By Ellen Woodley, Second Year History
The Croft Magazine // Netflix's Emily in Paris (2020) was set to be the next comedy-drama with an enviably fashionable protagonist. Considering that talented Darren Star created the show, also the creator of Sex and The City (1998-2004) , it is safe to say that fans were expecting the next Carrie Bradshaw.
It is safe to say that fans were expecting the next Carrie Bradshaw.
One trope well known to shows such as Sex and the City and Gossip Girl (2007-2012) is that most outfits raise the question of how the characters afford such luxurious clothes. The integration of Chanel bags into a majority of Emily’s outfits was one styling choice that definitely reflected this. While this added glamour and classic Parisian luxury to many looks, it also begged the question for viewers of how a social media manager at a marketing firm could afford such opulent items.
I always enjoy when a character has a few core pieces such as a jacket that they wear over and over throughout the show, becoming part of their on-screen characterisation. The absolute lack of outfit repeating in Emily in Paris produced characters that felt covetable in their outfits but also very unrelatable.
There were some outfits that should not have worked but somehow did; for example, the ensemble in episode 5 that features a green jacket from the Chanel Cruise 2020 collection alongside a green plaid mini skirt and matching bucket hat.
There were also a few occasions in which Emily wore a berry pink colour that I think worked very well; on one occasion it was a berry pink Kenzo coat and in another instance, it was a pink Kangol bucket hat (which sounds like a risk but it worked weirdly well).
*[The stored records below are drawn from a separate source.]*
PR #1678, opened 2022-01-28
Miscellaneous CI improvements

twometresteve:
## Goal

A few miscellaneous CI pipeline improvements:
- Allow retries on known-flaky RN CLI tests, to reduce frustration for developers while a fix is being worked on.
- Bump Android to 11 for RN tests in the hope of quicker/more stable runs.
- Increase maximum wait to receive errors to 60 seconds - the theoretical maximum for the Android notifier.
- Remove use of the resilient Appium driver.  It didn't work as intended and only confused things in the case of a genuine problem.

The retry mechanism in Maze Runner is currently broken, but will be fixed shortly.

## Testing

Covered by CI.

### DIFF
--- a/test/react-native/features/support/env.rb
+++ b/test/react-native/features/support/env.rb
@@ -1,6 +1,6 @@
 BeforeAll do
-  Maze.config.receive_no_requests_wait = 15
-  Maze.config.receive_requests_wait = 60 # Theoretical maximum on Android
+  Maze.config.receive_no_requests_wait = 30
+  Maze.config.receive_requests_wait = 30
 end
 
 Before('@android_only') do |scenario|
--- a/test/react-native/features/support/env.rb
+++ b/test/react-native/features/support/env.rb
@@ -1,5 +1,6 @@
 BeforeAll do
-  Maze.config.receive_no_requests_wait = 15 if Maze.config.respond_to? :receive_no_requests_wait=
+  Maze.config.receive_no_requests_wait = 15
+  Maze.config.receive_requests_wait = 60 # Theoretical maximum on Android
 end
 
 Before('@android_only') do |scenario|
--- a/.buildkite/expo-pipeline.yml
+++ b/.buildkite/expo-pipeline.yml
@@ -114,7 +114,6 @@ steps:
           - --a11y-locator
           - --fail-fast
           - --retry=2
-          - --resilient
     concurrency: 9
     concurrency_group: 'browserstack-app'
     concurrency_method: eager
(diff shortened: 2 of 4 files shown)


test/react-native/features/support/env.rb
```diff
@@ -1,5 +1,6 @@
 BeforeAll do
-  Maze.config.receive_no_requests_wait = 15 if Maze.config.respond_to? :receive_no_requests_wait=
+  Maze.config.receive_no_requests_wait = 15
+  Maze.config.receive_requests_wait = 60 # Theoretical maximum on Android
```
imjoehaines, line 3: Will it ever actually take 60 seconds to deliver events? That seems like way too long to me 😬

If that can legitimately happen, I think the no request wait needs to match it. Otherwise tests that don't expect any events could pass before the notifier has actually tried to deliver them

```suggestion
  Maze.config.receive_no_requests_wait = 60
  Maze.config.receive_requests_wait = 60 # Theoretical maximum on Android
```

twometresteve: Well hopefully it wouldn't ever take 60 seconds, but we did find it made some difference in the Android pipeline (and we could see from logs that the notifier was still trying to send a request at the 30s mark).  

With the `receive_requests_wait` setting, it will only be reached if the scenario is going to fail anyway - i.e. if all requests are received within 3 seconds, say, then Maze Runner will carry on immediately.  With `receive_no_requests_wait`, Maze Runner will _always_ wait for that period of time.

I'd argue that we don't need them to match.  Increasing the wait timeout is there to deal with occasional flakes, not routine behaviour.  In the case of no_wait it's feasible that a request could come in after that period, but most of the time if a request is coming it'll happen quickly, fail the test and we'll immediately look into it (as opposed to blindly retrying when only 3 of 4 requests are received, for example).

That all said, there are only two instances of the `I should receive no requests` step in use in the React Native pipeline.  So we could increase it if you felt the benefit was worth adding 1.5 minutes to every Buildkite step.

imjoehaines: I see what you're saying, but it still feels a bit off to me that we allow events to be sent after a relatively long time except for when we don't expect anything to be sent

How about leaving both options at the 30s default?

twometresteve: OK.  To be fair I was basing the change on previous experience and don't have hard evidence that changing it to 60s would make a difference.  Perhaps I'll monitor flakes going forward and if we can see that the app is shut down while the notifier is still trying to send then we can reassess.

imjoehaines (approved):

PR #1679, opened 2022-01-28
Automatically retry the Electron performance test

imjoehaines:
## Goal

As this runs on GH Actions, it's inherently unreliable as we could be given a very over-provisioned VM so the performance is unpredictable

Until we can migrate to a more stable platform, we can only retry this test until it passes — there is some value in knowing it will pass when retried, rather than always failing

I'd like to avoid increasing the allowed time any further — 150ms is already a lot and is just a compromise to allow the test to pass on CI (locally this test runs _significantly_ quicker)

### DIFF
--- a/package.json
+++ b/package.json
@@ -98,6 +98,6 @@
     "local-npm:start": "verdaccio --config test/electron/local-npm-config.yml --listen 0.0.0.0:5539",
     "local-npm:publish-all": "lerna publish \"$VERSION_IDENTIFIER\" --yes --force-publish --exact --no-push --no-git-reset --no-git-tag-version --registry 'http://0.0.0.0:5539'",
     "local-npm:publish-all-win32": "lerna publish %VERSION_IDENTIFIER% --yes --force-publish --exact --no-push --no-git-reset --no-git-tag-version --registry 'http://0.0.0.0:5539'",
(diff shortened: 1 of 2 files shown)


package.json
```diff
@@ -98,6 +98,6 @@
     "local-npm:start": "verdaccio --config test/electron/local-npm-config.yml --listen 0.0.0.0:5539",
     "local-npm:publish-all": "lerna publish \"$VERSION_IDENTIFIER\" --yes --force-publish --exact --no-push --no-git-reset --no-git-tag-version --registry 'http://0.0.0.0:5539'",
     "local-npm:publish-all-win32": "lerna publish %VERSION_IDENTIFIER% --yes --force-publish --exact --no-push --no-git-reset --no-git-tag-version --registry 'http://0.0.0.0:5539'",
-    "test:electron": "xvfb-maybe --auto-servernum -- cucumber-js test/electron/features"
+    "test:electron": "xvfb-maybe --auto-servernum -- cucumber-js test/electron/features/performance.feature --retry 3 --retry-tag-filter @flaky"
```
twometresteve, line 101: I don't think you meant to put `performance.feature` on the end?  No other features will be run.

imjoehaines: 🤦

twometresteve (approved):
LGTM pending CI.

PR #1690, opened 2022-02-21
bump uglify-js

djskinner:
## Goal

- Reduction in bundle size

## Changeset

- Bump uglify-js for 3.15.1 (latest) and update the renamed `--ie` flag.

## Testing

E2E tests passing across all supported browsers

### DIFF
--- a/bin/minify
+++ b/bin/minify
@@ -3,6 +3,6 @@
 cat - | ../../node_modules/.bin/uglifyjs \
   --compress \
   --mangle \
-  --ie8 \
+  --ie \
   --source-map "includeSources,content=inline,url=$(basename "$1").map" \
   --output "$1"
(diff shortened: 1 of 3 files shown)


imjoehaines (approved):

djskinner:
@imjoehaines should this have a change log entry like `- (browser): Update uglify-js [#1690](https://github.com/bugsnag/bugsnag-js/pull/1690)`? I wasn't sure

imjoehaines:
> @imjoehaines should this have a change log entry like `- (browser): Update uglify-js [#1690](https://github.com/bugsnag/bugsnag-js/pull/1690)`? I wasn't sure

This shouldn't make any noticeable difference to users (other than the bundle size reduction), so I don't think it needs one

PR #1696, opened 2022-03-07
Add .ts files to bugsnag/core package

qali-clio:
## Goal

We use `@bugsnag/core` in our project, and use the `onBreadcrumb` option as per [the docs](https://docs.bugsnag.com/platforms/javascript/customizing-breadcrumbs/) to filter and modify breadcrumb metadata. In order to test this behaviour, we need to create `Breadcrumb` instances with specific metadata, however the type definitions in the repo don't include the constructor.

This PR adds the appropriate type definitions to `Breadcrumb`.

### DIFF
--- a/packages/core/package.json
+++ b/packages/core/package.json
@@ -15,7 +15,8 @@
   "files": [
     "lib",
     "types",
-    "*.js"
+    "*.js",
+    "*.ts"
   ],
   "author": "Bugsnag",
   "license": "MIT",


yousif-bugsnag:
Hi @qali-clio, thanks for the PR - we deliberately do not include the constructor as we don't expect anything else to be instantiating breadcrumbs. 

However we do have a derived class called `BreadcrumbWithInternals` that does define that constructor so that should give you what you need: https://github.com/bugsnag/bugsnag-js/blob/master/packages/core/breadcrumb.d.ts

qali-clio:
@yousif-bugsnag ah, gotcha! it looks like `bugsnag/core` does not include .ts files in the project root, so we don't have that file installed. I've updated the PR to add `*.ts` files to the included files list instead.

xander-jones:
Hey @qali-clio, some TS files are purposely not added the the `files` property of the `package.json` (other than a few exceptions like the [types](https://github.com/bugsnag/bugsnag-js/tree/master/packages/core/types) directory) as they just contain implementation details. For this reason, I don't think this is a PR we'd be looking to accept.

However, a couple of other solutions that might work for you in testing: Creating and then assigning class properties after:

```ts
const a = new Breadcrumb()

a.message = 'hello'
a.metadata = { stuff: [1, 2, 3] }
a.type = 'manual'
a.timestamp = new Date()
```

or, extending the original `Breadcrumb` class:

```ts
class TestBreadcrumb extends Breadcrumb {
   constructor (message: Breadcrumb["message"], metadata: Breadcrumb["metadata"], type: Breadcrumb['type'], timestamp: Breadcrumb["timestamp"]) {
      super()

      this.message = message
      this.metadata = metadata
      this.type = type
      this.timestamp = timestamp
   }
}

const b = new TestBreadcrumb("hello v2", { stuff: [4, 5, 6] }, 'manual', new Date())
```

Let us know if these would work for you?

qali-clio:
it would be nice to be able to create Breadcrumbs for test purposes, but we have a similar workaround in our repo right now. thanks!

PR #513, opened 2022-01-10
Added new Status Bar UI component for modal popups

noeliaSD:
Necessary to close [#3547](https://github.com/status-im/status-desktop/issues/3547)

**What does the PR do**
It has been created a new Status Bar UI component to be reused for modal popups whenever the status of a user wants to be highlighted.

### DIFF
--- a/src/StatusQ/Popups/qmldir
+++ b/src/StatusQ/Popups/qmldir
@@ -8,6 +8,7 @@ StatusMenuHeadline 0.1 StatusMenuHeadline.qml
 StatusModal 0.1 StatusModal.qml
 StatusSearchPopup 0.1 StatusSearchPopup.qml
 StatusModalDivider 0.1 StatusModalDivider.qml
+StatusModalStatusBar 0.1 StatusModalStatusBar.qml
 StatusSearchPopupMenuItem 0.1 StatusSearchPopupMenuItem.qml
 StatusSearchLocationMenu 0.1 StatusSearchLocationMenu.qml
 StatusSpellcheckingMenuItems 0.1 StatusSpellcheckingMenuItems.qml
--- a/src/StatusQ/Popups/qmldir
+++ b/src/StatusQ/Popups/qmldir
@@ -8,7 +8,6 @@ StatusMenuHeadline 0.1 StatusMenuHeadline.qml
 StatusModal 0.1 StatusModal.qml
 StatusSearchPopup 0.1 StatusSearchPopup.qml
 StatusModalDivider 0.1 StatusModalDivider.qml
-StatusModalStatusBar 0.1 StatusModalStatusBar.qml
 StatusSearchPopupMenuItem 0.1 StatusSearchPopupMenuItem.qml
 StatusSearchLocationMenu 0.1 StatusSearchLocationMenu.qml
 StatusSpellcheckingMenuItems 0.1 StatusSpellcheckingMenuItems.qml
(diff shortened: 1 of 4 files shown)


src/StatusQ/Popups/qmldir
```diff
@@ -8,6 +8,7 @@ StatusMenuHeadline 0.1 StatusMenuHeadline.qml
 StatusModal 0.1 StatusModal.qml
 StatusSearchPopup 0.1 StatusSearchPopup.qml
 StatusModalDivider 0.1 StatusModalDivider.qml
+StatusModalStatusBar 0.1 StatusModalStatusBar.qml
```
alaibe, line 11: is it dedicated to modal? Should it be StatusBanner?

alexandraB99 (commented):
looks good to me, however I am not sure whether it makes sense for this to be a component in StatusQ, is it used only in the blocked user case? If so, it could just be part of that specific popup instead?

src/StatusQ/Popups/qmldir
noeliaSD: Certainly, it is not strictly necessary to be part of a modal. It fits with parent width so we could move it maybe to **StatusQ.Controls**. Is it a better location? 

It is a general approximation as to be more generalist it should incorporate some text length checks but it is something we can improve in the future.

It sounds good **StatusBanner**. I’ll change the component name to that.

noeliaSD:
> 
It is currently not used in other contexts but as it is a general approximation it could be used in the future to display other status banner, not only the user Blocked one, as it can be customized with text and colours.

Nowadays it can also be used in another view, _ChatColumnView.qml_ where the blocked status bar is already displayed and is currently defined in the own component. We can replace it by the new ui control. What do you think?

noeliaSD:
I've aready pushed an update. Please review it again @alaibe and @alexandraB99!

alaibe (approved):
LGTM

alexandraB99:
@noeliaSD thanks for that! StatusBanner and putting in controls sounds great! could you please also update the commit message and description accordingly?

noeliaSD:
> @noeliaSD thanks for that! StatusBanner and putting in controls sounds great! could you please also update the commit message and description accordingly?

I’ve referenced the StatusBanner.qml control name and location into the squashed commit. Thank you!

PascalPrecht:
Hey friends, sorry I've missed this PR. I just saw it in `master` now and left some comments on the commit. Gonna echo them here:

@noeliaSD Very cool to see your first contribution here, just a couple of thoughts:

When we introduce a new component (or variant/feature) we usually add a page for that in the sandbox app so we can actually test that the component works as intended
Commits here follow a certain convention. This is needed so they'll be picked up by the changelog generator: https://github.com/status-im/StatusQ/blob/master/CHANGELOG.md (the conventions you can find here: https://www.conventionalcommits.org/en/v1.0.0/)
Generally, changes should be sent as a PR so we get a chance to review. There seem to be a few things in here that need update. Would've been cool if we caught those before they land in master

noeliaSD:
Regarding the commits conventions... I now better understand what @alexandraB99 refer by telling "update commit message and descrption". I reviewed that and wrote a clear one when squaching but didn't follow the convention, sorry!

PascalPrecht:
>  I reviewed that and wrote a clear one when squaching but didn't follow the convention, sorry!

No problem at all. Nobody got it right the first time so far lol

There were, however, so many looks that just felt over the top and didn’t emulate the natural Parisian chic I have a feeling the production team envisaged. For example, the slip dress which features a garish number ‘7’ printed largely on it and paired with a bright red fedora style hat was an outfit that looked like someone had thought about for just a bit too long.
Then again, maybe Star's intention wasn't to have all watchers gasping for all of Emily's outfits. Maybe he did want to create an image of a stereotypical Francophile American who, while pulling off these looks, does have just a touch of try-hard 'Ringarde'.